* _Dataset records_:
PR #1111, opened 2023-02-07
Card component doc and styling improvements

libertymayc:
- Fixes sbdocs custom theming overriding Salt styles in SB
- Aligns CSS tokens with convention (i.e. how Button does it)
- Uses Text component in examples

### DIFF
--- a/.storybook/styles.css
+++ b/.storybook/styles.css
@@ -1,14 +1,17 @@
 .salt-theme .sbdocs {
-  background: var(--salt-container-primary-background);
-  color: var(--salt-text-primary-foreground);
   font-family: var(--salt-typography-fontFamily);
   font-size: var(--salt-text-fontSize);
   letter-spacing: var(--salt-text-letterSpacing);
   line-height: var(--salt-text-lineHeight);
 }
 
-.salt-theme .sbdocs h1 {
+.salt-theme .sbdocs.sbdocs-content {
+  background: var(--salt-container-primary-background);
   color: var(--salt-text-primary-foreground);
+  height: fit-content;
+}
+
+.salt-theme .sbdocs h1 {
   font-size: var(--salt-text-h1-fontSize);
   font-weight: var(--salt-text-h1-fontWeight);
   line-height: var(--salt-text-h1-lineHeight);
@@ -16,21 +19,18 @@
 
 .salt-theme .sbdocs h2 {
   border-bottom: none;
-  color: var(--salt-text-primary-foreground);
   font-size: var(--salt-text-h2-fontSize);
   font-weight: var(--salt-text-h2-fontWeight);
   line-height: var(--salt-text-h2-lineHeight);
 }
 
 .salt-theme .sbdocs h3 {
-  color: var(--salt-text-primary-foreground);
   font-size: var(--salt-text-h3-fontSize);
   font-weight: var(--salt-text-h3-fontWeight);
   line-height: var(--salt-text-h3-lineHeight);
 }
 
 .salt-theme .sbdocs h4 {
-  color: var(--salt-text-primary-foreground);
   font-size: var(--salt-text-h4-fontSize);
   font-weight: var(--salt-text-h4-fontWeight);
   line-height: var(--salt-text-h4-lineHeight);
--- a/packages/core/src/card/Card.css
+++ b/packages/core/src/card/Card.css
@@ -15,7 +15,7 @@
 
 /* Styles applied to Card content */
 .saltCard-content {
-  color: var(--saltCard-color, var(--uitk-text-primary-foreground));
+  color: var(--saltCard-color, var(--salt-text-primary-foreground));
   font-size: var(--saltCard-fontSize, inherit);
   letter-spacing: var(--saltCard-letterSpacing, inherit);
   line-height: var(--saltCard-lineHeight, inherit);
@@ -61,7 +61,7 @@ a:focus .saltCard-interactable.saltCard-disabled,
 a:focus .saltCard-interactable.saltCard-disabled {
   --card-borderColor: var(--salt-container-primary-borderColor-disabled);
 
-  color: var(--saltCard-color-disabled, var(--uitk-text-primary-foreground-disabled));
+  color: var(--saltCard-color-disabled, var(--salt-text-primary-foreground-disabled));
   cursor: var(--saltCard-cursor-disabled, var(--salt-selectable-cursor-disabled));
   outline: none;
 }
--- a/packages/core/src/card/Card.css
+++ b/packages/core/src/card/Card.css
@@ -16,10 +16,7 @@
 /* Styles applied to Card content */
 .saltCard-content {
   color: var(--saltCard-color, var(--salt-text-primary-foreground));
-  font-size: var(--saltCard-fontSize, inherit);
-  letter-spacing: var(--saltCard-letterSpacing, inherit);
-  line-height: var(--saltCard-lineHeight, inherit);
-  min-height: var(--saltCard-minHeight, var(--salt-text-minHeight));
+  min-height: var(--salt-text-minHeight);
   padding: var(--saltCard-padding, calc(var(--salt-size-unit) * 3));
 }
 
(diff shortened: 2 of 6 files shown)


.storybook/styles.css
```diff
@@ -7,29 +7,29 @@
   line-height: var(--salt-text-lineHeight);
 }
 
-.salt-theme .sbdocs h1 {
+.salt-theme .sbdocs h1:not(.saltText) {
   color: var(--salt-text-primary-foreground);
   font-size: var(--salt-text-h1-fontSize);
   font-weight: var(--salt-text-h1-fontWeight);
   line-height: var(--salt-text-h1-lineHeight);
```
alycrys, line 14: why not saltText?

.storybook/styles.css
```diff
@@ -7,29 +7,29 @@
...
 }
 
-.salt-theme .sbdocs h2 {
+.salt-theme .sbdocs h2:not(.saltText) {
   border-bottom: none;
```
alycrys, line 18: was there a border-bottom on h2? just curious

packages/core/src/card/Card.css
```diff
@@ -1,22 +1,26 @@
...
 
 /* Styles applied to Card content */
 .saltCard-content {
-  color: inherit;
-  font-size: var(--saltCard-content-fontSize, var(--salt-text-fontSize));
-  letter-spacing: var(--saltCard-content-letterSpacing, normal);
-  line-height: var(--salt-text-lineHeight);
+  --saltText-color: var(--card-color);
+
+  font-size: var(--saltCard-content-fontSize, inherit);
```
alycrys, line 22: don't we need line-height here anymore?

.storybook/styles.css
libertymayc: in Storybook default styling yes

.storybook/styles.css
libertymayc: trying to remember why i did this.. but i don't think its necessary

packages/theme/stories/characteristics/characteristics.stories.mdx
```diff
@@ -57,7 +57,7 @@ theme, --salt-actionable-primary-background resolves to `var(--salt-action-prima
 
 In the following example, we will show how to customize the Card component through characteristics. Currently, Card only has one variant, using tokens such as `---salt-container-primary-background` all of its styling purposes. Here's how it looks by default, shown on a purple Panel for demo purposes:
 
-<Panel style={{ background: "var(--salt-color-purple-10)" }}>
+<Panel style={{ "--saltPanel-background": "var(--salt-color-purple-10)" }}>
```
joshwooding, line 60: We currently don't want to recommend this override behaviour. This change should be discussed with design

joshwooding (changes requested):
Needs further considerations

packages/core/src/card/Card.css
```diff
@@ -1,23 +1,27 @@
 /* Styles applied to the root element */
 .saltCard {
+  --card-borderColor: var(--salt-container-primary-borderColor);
+  --card-color: inherit;
+  --card-shadow: var(--salt-overlayable-shadow);
+  --saltText-color: var(--card-color);
```
joshwooding, line 6: Is this Card's responsibility?

packages/core/stories/card.stories.tsx
```diff
@@ -42,9 +42,9 @@ const Examples = () => (
     <ExampleRow name="Default">
       <Card>
         <div>
-          <h1 style={{ margin: "0", lineHeight: "1.3em" }}>
+          <H1 style={{ margin: "0", lineHeight: "1.3em" }}>
```
joshwooding, line 45: I haven't checked but are these styles still needed?

packages/core/src/card/Card.css
libertymayc: it's intended from design because of the disabled styling, and i did it like this since text would be passed via children - however, very true it should anyway be the responsibility of the consuemr to add the disabled variant to text, since card doesn't contain text necessarily - i just thought this would be an 100% way to ensure it. but i'm going to take it out now that i've reconsidered

packages/core/stories/card.stories.tsx
libertymayc: they were for QA stories, no longer needed (for now anyway)

libertymayc:
drafted - in discussion with Ben/Paul/Alina re nested text styling

libertymayc:
> drafted - in discussion with Ben/Paul/Alina re nested text styling

see #1145

packages/core/stories/card.stories.tsx
```diff
@@ -66,17 +66,17 @@ export const All: ComponentStory<typeof Card> = () => (
...
-      <span>Using Nested DOM Elements</span>
+      <H1>This is Card</H1>
+      <Text>Using Nested DOM Elements</Text>
     </div>
   </Card>
 );
 
 export const Disabled: ComponentStory<typeof Card> = () => (
   <Card data-testid="card-disabled-example" disabled>
     <div>
```
libertymayc, line 77: @alycrys @joshwooding Should we provide an alternative helper class that can be added to surrounding divs to avoid having to add disabled to each...?

packages/core/src/card/Card.css
```diff
@@ -1,23 +1,25 @@
...
 
 /* Styles applied to Card content */
 .saltCard-content {
-  color: inherit;
-  font-size: var(--saltCard-content-fontSize, var(--salt-text-fontSize));
-  letter-spacing: var(--saltCard-content-letterSpacing, normal);
-  line-height: var(--salt-text-lineHeight);
-  min-height: var(--saltCard-content-minHeight, var(--salt-text-minHeight));
+  color: var(--saltCard-color, var(--salt-text-primary-foreground));
+  font-size: var(--saltCard-fontSize, inherit);
```
alycrys, line 19: I'm not sure about making text styles configurable inside Card. I don't quite see the point

packages/core/stories/card.doc.stories.mdx
```diff
@@ -38,6 +38,8 @@ Cards can have interactable styling by setting `interactable={true}`. These card
 
 Cards can have disabled styling applied by setting `disabled={true}`.
 
+Make sure to as well apply `disabled={true}` to any nested components, such as Text, to ensure disabled styling is also applied to the inner content. We discourage the use of links within interactable Cards that can be disabled, since Salt Links cannot be disabled out of the box as they present usability issues, and create misleading interactions within an application.
```
alycrys, line 41: I think we discourage the use of any focusable elements inside the interactable cards regardless of disabled state. Or are we not?

packages/core/stories/card.stories.tsx
```diff
@@ -42,10 +42,8 @@ const Examples = () => (
     <ExampleRow name="Default">
       <Card>
         <div>
-          <h1 style={{ margin: "0", lineHeight: "1.3em" }}>
-            Card with Density
-          </h1>
-          <span>Here is some content</span>
+          <H1>Card with Density</H1>
```
alycrys, line 45: Let's use another Heading inside the card. I know this is just an example, but it'll never be valid in real life. Let's use an H3 styledAs H1 if you wish

packages/core/stories/card.stories.tsx
alycrys: I think it's worth having a discussion about this. Maybe it'll be an enhancement and we keep it as is for now?....

packages/core/stories/card.doc.stories.mdx
libertymayc: yes - this is just a bit design point because of the fact we can disable Text, people may not realise we can't disable Link. I will add to the docs about that too

joshwooding: I actually find it quite confusing reading this.

joshwooding: I would agree with @alycrys the confusion here is that we contradict ourselves by earlier saying focusable elements shouldn't be inside interactable cards and then later say links should not be inside interactable cards.

Regardless of the fact whether links could be disabled or not it is still focusable/interactable therefore shouldn't be inside the card anyway

libertymayc: sure, i copied it from figma. will delete this bit

alycrys (approved):

joshwooding (approved):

* _Task to complete_:
Lines holding the word "needed" should be counted across the entries; state only how many there are.

* _Result for this task_:
2